» **Task objective**: Which lines below contain the word "AuthZ"? Copy each of them.

============================================================

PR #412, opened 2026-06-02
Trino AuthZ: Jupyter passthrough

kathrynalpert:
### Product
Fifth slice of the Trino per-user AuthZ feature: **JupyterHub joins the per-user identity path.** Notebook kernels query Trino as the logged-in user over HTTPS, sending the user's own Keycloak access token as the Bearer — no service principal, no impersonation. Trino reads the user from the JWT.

============================================================

» **Task result**:
Trino AuthZ: Jupyter passthrough
Fifth slice of the Trino per-user AuthZ feature: **JupyterHub joins the per-user identity path.** Notebook kernels query Trino as the logged-in user over HTTPS, sending the user's own Keycloak access token as the Bearer — no service principal, no impersonation. Trino reads the user from the JWT.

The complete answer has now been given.